[[ Data in this exercise, beginning ]]

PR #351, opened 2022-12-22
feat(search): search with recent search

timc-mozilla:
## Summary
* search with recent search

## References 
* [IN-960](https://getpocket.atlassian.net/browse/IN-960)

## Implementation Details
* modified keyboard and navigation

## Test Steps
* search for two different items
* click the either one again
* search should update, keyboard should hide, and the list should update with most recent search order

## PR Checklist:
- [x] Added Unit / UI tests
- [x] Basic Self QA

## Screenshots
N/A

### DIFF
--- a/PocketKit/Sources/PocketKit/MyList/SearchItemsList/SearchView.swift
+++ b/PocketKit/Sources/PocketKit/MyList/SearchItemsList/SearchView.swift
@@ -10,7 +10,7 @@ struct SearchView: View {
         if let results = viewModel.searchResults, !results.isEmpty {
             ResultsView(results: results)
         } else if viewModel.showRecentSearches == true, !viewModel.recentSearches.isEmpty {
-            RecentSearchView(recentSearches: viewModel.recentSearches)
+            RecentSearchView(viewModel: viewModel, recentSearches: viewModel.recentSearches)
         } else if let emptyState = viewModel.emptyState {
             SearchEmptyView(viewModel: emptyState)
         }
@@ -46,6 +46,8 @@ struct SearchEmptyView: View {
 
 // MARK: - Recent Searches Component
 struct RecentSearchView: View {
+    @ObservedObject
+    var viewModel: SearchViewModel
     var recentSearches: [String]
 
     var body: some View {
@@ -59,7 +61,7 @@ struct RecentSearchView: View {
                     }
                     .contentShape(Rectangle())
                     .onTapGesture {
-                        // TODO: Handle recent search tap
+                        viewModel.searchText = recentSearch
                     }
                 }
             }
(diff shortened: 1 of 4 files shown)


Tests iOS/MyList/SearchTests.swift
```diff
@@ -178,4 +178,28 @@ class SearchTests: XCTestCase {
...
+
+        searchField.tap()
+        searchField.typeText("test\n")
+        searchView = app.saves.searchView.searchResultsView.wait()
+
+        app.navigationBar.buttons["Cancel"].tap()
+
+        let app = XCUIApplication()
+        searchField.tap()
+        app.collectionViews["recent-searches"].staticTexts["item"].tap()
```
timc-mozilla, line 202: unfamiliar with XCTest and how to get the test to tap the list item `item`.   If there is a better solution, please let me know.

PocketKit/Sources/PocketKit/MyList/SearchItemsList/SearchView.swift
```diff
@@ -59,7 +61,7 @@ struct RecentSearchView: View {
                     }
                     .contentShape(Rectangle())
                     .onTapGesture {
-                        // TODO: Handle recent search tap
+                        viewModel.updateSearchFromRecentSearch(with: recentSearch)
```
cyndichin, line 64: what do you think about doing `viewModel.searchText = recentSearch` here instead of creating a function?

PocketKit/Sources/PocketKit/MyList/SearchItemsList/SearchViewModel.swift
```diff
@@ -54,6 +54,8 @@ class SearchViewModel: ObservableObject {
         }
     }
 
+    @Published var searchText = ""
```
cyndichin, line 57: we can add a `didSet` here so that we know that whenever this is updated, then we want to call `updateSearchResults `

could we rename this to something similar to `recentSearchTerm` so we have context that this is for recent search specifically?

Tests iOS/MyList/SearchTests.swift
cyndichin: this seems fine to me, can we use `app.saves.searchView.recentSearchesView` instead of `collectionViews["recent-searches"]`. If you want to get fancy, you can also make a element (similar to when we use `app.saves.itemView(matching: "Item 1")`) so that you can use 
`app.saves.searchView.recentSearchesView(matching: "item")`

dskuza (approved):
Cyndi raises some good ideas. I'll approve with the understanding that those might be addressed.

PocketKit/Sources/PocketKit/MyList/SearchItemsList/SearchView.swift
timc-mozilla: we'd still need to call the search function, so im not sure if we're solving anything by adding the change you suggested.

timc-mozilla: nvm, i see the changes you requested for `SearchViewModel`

[[ Data in this exercise, end ]]

- [What the task requires]:
Go through the material above and report each line containing "that".

- [Result of the task]:
cyndichin, line 57: we can add a `didSet` here so that we know that whenever this is updated, then we want to call `updateSearchResults `
could we rename this to something similar to `recentSearchTerm` so we have context that this is for recent search specifically?
cyndichin: this seems fine to me, can we use `app.saves.searchView.recentSearchesView` instead of `collectionViews["recent-searches"]`. If you want to get fancy, you can also make a element (similar to when we use `app.saves.itemView(matching: "Item 1")`) so that you can use 
Cyndi raises some good ideas. I'll approve with the understanding that those might be addressed.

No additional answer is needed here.